• Work task
Output the records again verbatim.

[Collection entries]
**********

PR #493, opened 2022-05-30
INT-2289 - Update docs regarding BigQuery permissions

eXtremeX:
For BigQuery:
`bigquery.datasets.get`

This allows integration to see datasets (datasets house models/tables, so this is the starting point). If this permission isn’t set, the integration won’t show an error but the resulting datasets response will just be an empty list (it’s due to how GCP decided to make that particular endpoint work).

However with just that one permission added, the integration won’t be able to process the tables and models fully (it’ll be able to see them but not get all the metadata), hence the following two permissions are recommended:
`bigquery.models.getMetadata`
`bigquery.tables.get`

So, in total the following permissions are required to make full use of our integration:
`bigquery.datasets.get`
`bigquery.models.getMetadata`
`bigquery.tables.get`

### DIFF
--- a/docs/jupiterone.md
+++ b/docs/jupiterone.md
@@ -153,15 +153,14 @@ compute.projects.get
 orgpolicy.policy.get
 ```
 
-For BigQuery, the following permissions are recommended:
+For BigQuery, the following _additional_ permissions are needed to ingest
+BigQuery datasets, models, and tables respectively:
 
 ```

**********

• Task output
PR #493, opened 2022-05-30
INT-2289 - Update docs regarding BigQuery permissions

eXtremeX:
For BigQuery:
`bigquery.datasets.get`

This allows integration to see datasets (datasets house models/tables, so this is the starting point). If this permission isn’t set, the integration won’t show an error but the resulting datasets response will just be an empty list (it’s due to how GCP decided to make that particular endpoint work).

However with just that one permission added, the integration won’t be able to process the tables and models fully (it’ll be able to see them but not get all the metadata), hence the following two permissions are recommended:
`bigquery.models.getMetadata`
`bigquery.tables.get`

So, in total the following permissions are required to make full use of our integration:
`bigquery.datasets.get`
`bigquery.models.getMetadata`
`bigquery.tables.get`

### DIFF
--- a/docs/jupiterone.md
+++ b/docs/jupiterone.md
@@ -153,15 +153,14 @@ compute.projects.get
 orgpolicy.policy.get
 ```
 
-For BigQuery, the following permissions are recommended:
+For BigQuery, the following _additional_ permissions are needed to ingest
+BigQuery datasets, models, and tables respectively:
 
 ```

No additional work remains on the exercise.